= Khattabiyya =

Iraqi Ghali sect

Khaṭṭābiyya was the name of a Ghali sect founded by Abu l-Khattab in Kufa. Abu l-Khattab claimed that Ja'far al-Sadiq, the 6th Imam of Shias, chose him as deputy and legatee (waṣī) and taught him the Greatest Name of God (Al-Ism al-A'zam). He was among the companions of al-Sadiq first, but then around 748 was rejected and cursed by him for his extremist ideas. The tension between Abu l-Khattab and al-Sadiq caused Abu l-Khattab's followers to split into several smaller sects.

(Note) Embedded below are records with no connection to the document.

PR #510, opened 2026-06-16
feat(qoderwork): support QoderWork IDE agent in clawd

xiaoshidefeng:
## Feature

  The desktop pet now reacts to QoderWork IDE in real time. When running tasks in QoderWork, the pet
  plays corresponding animations (thinking, working, done, error, etc.), and the Session HUD panel shows
  the user's query and execution status.

  Consistent with Qoder and Reasonix, Phase 1 is state-only — the pet observes QoderWork's permission
  events but never answers permission decisions. QoderWork's native permission flow stays in control.

  ## Technical

  - **Agent registration**: Wire QoderWork into registry, prefs, settings, cleanup, integration sync,
  doctor descriptors, and installer (`~/.qoderwork/settings.json`, hook-based)
  - **Hook script** (`hooks/qoderwork-hook.js`): Read QoderWork's hook stdin payload, map to Clawd
  states, POST to the local server. Stdout always writes `{}` (no gating)
  - **Install script** (`hooks/qoderwork-install.js`): Register 10 hook events in
  `~/.qoderwork/settings.json`

  ### Hook design decisions (verified against real payloads)

  - **PermissionRequest / PermissionDenied → `working`**: QoderWork fires 40+ permission events per task.
  Mapping to `notification` caused constant pet flashing. Phase 1 never answers decisions — silent
  handling is correct.
  - **Session title from high-quality sources only**: Priority is `payload.session_title` → `prompt`
  first line → `parent_business_info.name`. No `cwd` fallback sent — avoids workspace IDs (e.g.
  `mqgw60jiigjsjcid`) overwriting good titles via the server's sticky `||` chain.
  - **No token/usage data**: QoderWork hook payloads don't include token counts or model info — HUD
  doesn't display these.

  ## Tests

  - Added QoderWork cases in `registry.test.js` and `doctor-agent-descriptors.test.js`
  - Full suite passes (4077/4078, 1 failure is a pre-existing flaky proxy timeout test, unrelated)


rullerzhou-afk:
Thanks for adding QoderWork support. I did a read-only pass over the PR and the state-only contract looks good: the hook always returns `{}`, and I did not find a path where Clawd answers QoderWork's native permission flow.

One issue looks worth fixing before merge:

- `hooks/qoderwork-hook.js` passes `new Set(["QoderWork.exe"])` / `new Set(["QoderWork"])` into `createPidResolver`, but `hooks/shared-process.js` lowercases process names before matching (`proc.Name.toLowerCase()` on Windows and `basename(commOut).toLowerCase()` on macOS/Linux). That means `agent_pid` will be missed on all three platforms. `source_pid` can still be present, so the main state/HUD path is not broken, but agent-level reachability/cleanup that depends on `agentPid` will not work as intended. The small fix is to use lowercase names in the resolver set, e.g. `qoderwork.exe` / `qoderwork`.

Non-blocking follow-ups I noticed:

- `agents/qoderwork.js` says startup recovery watches the IDE process name, but `src/state.js` still uses a hard-coded recovery process query and currently only includes `qodercli` / `qoder-cli`, not `QoderWork`.
- The registry `eventMap` says `PermissionRequest` / `PermissionDenied` map to `notification`, while the live hook maps them to `working` / `PreToolUse`. The runtime behavior seems intentional, but the metadata/test now gives a different impression.
- If QoderWork sends an internal cwd like `~/.qoderwork/workspace/<id>` and no title source is available, the HUD can still fall back to displaying that workspace id via `path.basename(cwd)`. The helper functions to detect/resolve that cwd appear to be present but not wired into `buildStateBody`.
- It would be useful to add `qoderwork-hook` / installer tests similar to the existing Qoder coverage; the current tests mostly validate registry/doctor metadata.

After the `agent_pid` casing fix, I would be comfortable treating the rest as follow-up cleanup.

xiaoshidefeng:
Thanks for the thorough review! All points addressed in 72b3f1d:

**Blocking fix:**
- ✅ `agent_pid` casing — lowered to `qoderwork.exe` / `qoderwork` in `createPidResolver` to match `shared-process.js` normalization.

**Non-blocking follow-ups (also fixed in this commit):**
- ✅ Startup recovery — added `qoderwork.exe` (win32) and `pgrep -x 'qoderwork'` (darwin/linux) to `detectRunningAgentProcesses` in `state.js`.
- ✅ `eventMap` metadata — updated `PermissionRequest`/`PermissionDenied` from `"notification"` to `"working"` in `agents/qoderwork.js` to match the runtime hook behavior.
- ✅ Workspace ID leak — added `.qoderwork/workspace/<id>` path detection in `sessionDisplayTitle` (`state-session-snapshot.js`) so the HUD falls through to the truncated session ID instead of displaying the raw workspace ID.
- ✅ Tests — added `test/qoderwork-hook.test.js` (22 tests) and `test/qoderwork-install.test.js` (9 tests) covering hook mappings, `buildStateBody`, session title resolution, command-line detection, workspace cwd detection, installer idempotency, third-party hook preservation, uninstall, and more. Also updated the existing `registry.test.js` assertions to match the new eventMap values.

All 75 related tests pass with zero regressions.

rullerzhou-afk:
Merged! 🎉 Your QoderWork integration is now in main via #598 (f42f970), with your authorship preserved in the squash commit (`Co-Authored-By: xiaoshidefeng`).

Since this PR was opened from your fork's `main` branch, I couldn't push the merge-conflict resolution and follow-ups here, so I carried your commits into a maintainer branch instead. On top of your two rounds:

- Resolved conflicts with the Kimi Code changes that landed on main (#593)
- Skipped pid resolution for `PermissionRequest` / `PermissionDenied` — since QoderWork waits on the hook's stdout and these fire 40+ times per task, this cuts each permission event from ~650ms to ~65ms on Windows
- Scoped the workspace-id HUD skip to QoderWork sessions so other agents running inside `~/.qoderwork/workspace/<id>` keep their normal title fallback
- Fixed a case-sensitivity miss in startup recovery (`pgrep` for the `QoderWork` process name)
- Small cleanups: removed the unused cwd-resolution helpers, synced stale comments, added QoderWork to the READMEs

Everything passed the full suite plus a live smoke of the whole state machine, but I don't have a QoderWork install here — once the next release ships, it would be great if you could give it a quick regression pass on your real setup (especially the permission-event latency and HUD titles). Thanks again for the thorough work and the fast review turnaround! Closing this in favor of #598.

rullerzhou-afk:
Update: QoderWork support shipped in v0.12.0.

@xiaoshidefeng one heads-up — the Windows hook command was switched to the bash-portable form in this release (same fix as Qoder #615/#597), so it parses correctly under both bash and cmd. Could you update and run a quick regression on your QoderWork setup to confirm the approval prompt fires? Thanks!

Khattabiyyas were known for their beliefs about the divinity of the Islamic prophet Muhammad, his household, and certain other persons.
According to Sa'ad Ash'ari and Kashshi, the first Khattabis considered al-Sadiq as God and considered Abu l-Khattab as a prophet who was sent by al-Sadiq. Ash'ari Writes that Khattabiyas, headed by Abu l-Khattab, believed that there should be two messengers at any time and the earth should not be empty of them: one is talker and the other is silent, according which in the beginning, Muhammad was talker and during his time Ali was silent. Abu Mansur al-Baghdadi also said that Khattabiyya had this belief about all twelve Imams, and that during al-Sadiq's time, they considered him the talker and Abu l-Khattab as silent, and they believed that after Imam Sadiq, Abu l-Khattab was the talker.